I have 0 experience programming in C++ or for Arduino, however I know what I'm doing in Python. It's been a huge learning experience so far, but I just can't understand what I'm doing wrong here. Hopefully you guys can point out the obvious mistake I'm making.
What I want is to define a global LinkedList which I can write to and read from in functions. Writing and reading within the same function seems to work fine, however outside of it, it doesn't return the expected values.
The two arrays are local to processBytes() so by the time loop() reads the pointers (.type and .id) out of the Model, they point to where the data used to be.
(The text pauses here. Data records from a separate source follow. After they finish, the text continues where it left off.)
PR #5236, opened 2025-10-08
Use `pytest-rerunfailures` to re-run flaky Mermaid tests

evnchn:
### Motivation

#5232 (make Mermaid tests not flaky) harder than it looks. We may have to live with flakiness. This PR does exactly that. 

### Implementation

This pull request introduces improvements to the test suite's reliability by addressing flaky tests related to Mermaid rendering. The main changes involve adding the `pytest-rerunfailures` plugin and marking relevant tests to automatically rerun on failure, reducing false negatives in CI.

**Test reliability improvements:**

* Added `pytest-rerunfailures` as a dependency in both `pyproject.toml` and `tests/requirements.txt` to enable automatic rerunning of flaky tests. [[1]](diffhunk://#diff-50c86b7ed8ac2cf95bd48334961bf0530cdc77b5a56f852c5c61b89d735fd711R78) [[2]](diffhunk://#diff-27c5febcc9ce93e8e5341f263b7d68962733b8a2a86c583723d025a1db39d7a3R3)
* Marked Mermaid-related tests in `tests/test_markdown.py` with `@pytest.mark.flaky(reruns=2)` to allow up to two reruns on failure. [[1]](diffhunk://#diff-f0f45280def5f73305be099b06f97da1b2a3da1f964471c94dd1c58cac6fe799R28) [[2]](diffhunk://#diff-f0f45280def5f73305be099b06f97da1b2a3da1f964471c94dd1c58cac6fe799R62)
* Applied a module-level `pytest.mark.flaky(reruns=2)` marker to all tests in `tests/test_mermaid.py` for consistent rerun behavior.
* Imported `pytest` in relevant test files to support the new flaky test markers.

### Progress

- [x] I chose a meaningful title that completes the sentence: "If applied, this PR will..."
- [x] The implementation is complete.
- [x] Pytests have been added (or are not necessary).
- [x] Documentation has been added (or is not necessary).

PR #5249, opened 2025-10-09
`pytest-xdist` support (parallelized tests!)

evnchn:
### Motivation

I want a fast dev experience. 20 minutes to wait for the pipeline in GitHub Action isn't what I want. 

**Real motivation: Using 1 core out of 10 in my laptop is unacceptable...**

### Implementation

This pull request adds support for running parallelized tests using `pytest-xdist`, allowing tests to be distributed across multiple workers for faster execution. The main changes involve updating test infrastructure to handle parallelism safely, including dynamic port assignment and ensuring that shared resources are not accessed concurrently by multiple workers.

Test parallelization and infrastructure updates:

* Added `pytest-xdist` to the dependencies in both `pyproject.toml` and `tests/requirements.txt` to enable parallel test execution. [[1]](diffhunk://#diff-50c86b7ed8ac2cf95bd48334961bf0530cdc77b5a56f852c5c61b89d735fd711R83) [[2]](diffhunk://#diff-27c5febcc9ce93e8e5341f263b7d68962733b8a2a86c583723d025a1db39d7a3R3)
* Modified the GitHub Actions workflow (`.github/workflows/test.yml`) to run `pytest` with the `-n auto` flag, enabling automatic parallelization based on available CPU cores.

Parallel test safety and resource management:

* Updated the `Screen` class in `nicegui/testing/screen.py` to respect the `NICEGUI_SCREEN_TEST_PORT` environment variable, allowing each test worker to use a unique port and avoid conflicts.
* Introduced a `_get_worker_id` function in `nicegui/testing/screen_plugin.py` to determine the current pytest-xdist worker ID, which is used to offset ports and manage resources per worker.
* Adjusted the `nicegui_remove_all_screenshots` fixture to only remove screenshots in the main worker (worker 0), preventing race conditions when cleaning up shared directories.
* Modified the `screen` fixture to assign a unique port to each worker by incrementing the base port with the worker ID, ensuring parallel test servers do not conflict.

### End results

`pytest` stage went from 16 minutes to 5 minutes. 

### Progress

  - Tests are no longer flaky provided use of retryfailures. 

### DIFF
--- a/.github/workflows/test.yml
+++ b/.github/workflows/test.yml
@@ -49,11 +49,11 @@ jobs:
         uses: nanasess/setup-chromedriver@v2.3.0
       - name: pytest (parallelized)
         run: |
-          poetry run pytest -n auto --ignore=tests/test_storage.py --ignore=tests/test_download.py --ignore=tests/test_run.py --ignore=tests/test_binding.py --ignore=tests/test_upload.py --ignore=tests/test_user_simulation.py --ignore=tests/test_event.py
+          poetry run pytest -n 2 --ignore=tests/test_download.py --ignore=tests/test_storage.py
       - name: pytest (non-parallelized)
         if: always()
         run: |
-          poetry run pytest tests/test_storage.py tests/test_download.py tests/test_run.py tests/test_binding.py tests/test_upload.py tests/test_user_simulation.py tests/test_event.py
+          poetry run pytest tests/test_download.py tests/test_storage.py
       - name: Upload failed screenshots
         if: failure()
         uses: actions/upload-artifact@v4


evnchn:
Pretty sure this was closed by the GitHub outage...

evnchn:
So there's also another branch in my fork which adds #5236 globally onto all tests, and I have got one 100% green run at https://github.com/evnchn/nicegui/actions/runs/18383137104 based off https://github.com/zauberzeug/nicegui/pull/5249/commits/6b0f15a9e28efa1853256d7bff12cecb12bcb411

But I don't want to deprecate `screen_plugin.DOWNLOAD_DIR` since I want to keep the deprecation to `Screen.PORT` which is global to all pytest.

rodja:
We would really like to avoid reruns. We must find the issues or live with the flakyness until we find them. Why is the flakyness higher than when running without parallel tests?

evnchn:
OK then. We will face flakiness directly. 

Short-term action will explore why in another branch. 

When ready, to revert https://github.com/evnchn/nicegui/pull/44 / make another PR.

evnchn:
Gor you an answer already @rodja 

image

Looks familiar? 

You recall I said something privately about running `gc.collect()` before and after the `yield` in the fixture to catch ResourceErrors early, as well as an unclosed Event Loop? 

That's exactly what [GC before and after test (hope to catch ResourceWarning earlier)](https://github.com/zauberzeug/nicegui/commit/53dd53c4784eb3824b55f3ac51c95a743b5c326a), [Drop using asyncio.run in pytest](https://github.com/zauberzeug/nicegui/commit/2afac8b62b6761ff47345b4ce912a36f922baffd) and [Stop using asyncio.run in test_upload.py](https://github.com/zauberzeug/nicegui/commit/d4b6c4c829068fc4219ae94b73118c6ab9ac5e71)
was about in https://github.com/zauberzeug/nicegui/compare/main...evnchn:nicegui:clean-test-dependencies-relock

So basically I can apply those patches over at this branch and we should be able to achieve retry-free and flaky-free parallized tests.

evnchn:
That can't be right (de-parallelizing way more tests than I expected) and totally unlike https://github.com/zauberzeug/nicegui/compare/main...evnchn:nicegui:clean-test-dependencies-relock where things just "works". 

I may not be at the core issue but I still want to try things and see how it goes. Worst case we revert back to https://github.com/zauberzeug/nicegui/pull/5249/commits/ae1a35f96f9f655a9e055947821959d05a0521a6

evnchn:
https://github.com/evnchn/nicegui/actions/runs/18463882807

Timeout from 4 to 15 seconds, and selenium is still timing out. At least that only 2/6 Python versions suffer from an error, now that I have removed most of the most flaky tests under parallelization. 

I don't forsee full completion under parallelization with no retries when using all 4 cores in the GitHub pipelin. It's just way too stretched. Maybe it will work with 3, better when 2. 

@rodja nevertheless rerunning individual failed tests in hope of getting every test to at least pass once is not good and I got rid of that logic. But how about a mixed approach using a mix of the below criteria?

- at least 1 Python version need to fully complete all tests under parallelization?
- for Python versions which failed the parallelized tests, can we accept it if we re-ran the suite, parallelized, and it passed?
- for Python versions which failed the parallelized tests, can we accept it if we took just the failing tests, ran it in non-parallized manner successfully 5 times in a row?

evnchn:
https://github.com/evnchn/nicegui/actions/runs/18463882807

All-pass

evnchn:
I can't really come to a point, at least in my current understanding and the current state of the repo, where:

1. Tests are reliable, AND
2. I do not ignore quite a lot of tests in the parallelized part. 

I think #5258 would help with the situation, and so maybe let's wait until that is merged before we grind on this.

evnchn:
Well https://github.com/zauberzeug/nicegui/pull/5249/commits/45cf058340b23bc8e3036e85ec492528b95f8091 works with 2 workers, skipping only the needed tests, so you _can_ take that as a win. 

But still I have 4 cores on GitHub Actions and want to use all though.

evnchn:
No. We will never reach the stability of the tests using 4 workers, since there's not only the 4 Python process, but 4 headless Chromium instances, and that's just too much for the 4 vCPUs. 

If we can only achieve a marginal speed increase going from 1 to 2 workers then I don't think this is worth it. 

If you do agree we can close this PR as it is. 

---

A fast pipeline is still desirable, so maybe we can pivot by having another GitHub workflow which runs parallelized tests with retries on just the fastest Python version available (that would be Python 3.13 as of writing, considering the faster dependencies installation)

That also have the benefit that the tests results arrives sooner, since we're not having the startup tests in that extra-fast pipeline. 

And, it can help manage the hardware installation when I eventually consider a self-hosted worker for the tests at my branch.

rodja:
Yes @evnchn, executing tests in parallel is super tricky. There are all kind of side effects (like storage dir, cpu strain, ...). It is very unfortunate to have such a long running test pipeline -- and we should further look into optimizations.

The pointers stop being valid when the arrays go out of scope at the end of processBytes().
You could make the arrays static, but then every Model would share the same arrays. The data should either be in your struct or the pointers in your struct should point to static or dynamically allocated data.
Thanks for the explanation, I though that something like that was going on. Like I said, I have 0 experience in this: how would I point the pointers to the static or dynamic allocated data?
The idea is that I either create or update (or remove) objects based on the serial response. So I need a dynamic list of objects (with a max of course) that I can update.
In this example it's just 1 byte, but in my project there will be 2 for these attributes, and there is a settings attribute which has a variable length. I could remove the pointers though.
Hmm, weird, the code in the thread is the same as the wokwi link, if I replace lines 21, 22, and 23 with your suggestion, I get the error I shared earlier.
I noticed that if I make type and id just 1 byte (no pointers), and I create a struct with {0x0A, 0x0B} it all works, tried it out in a new wokwi: https://wokwi.com/projects/342451779865150036
@jfjlaros your suggestion does work if the array size is pre-defined, however will be a third attribute which can be variable in length. Must be something silly I don't know about yet regarding pointers.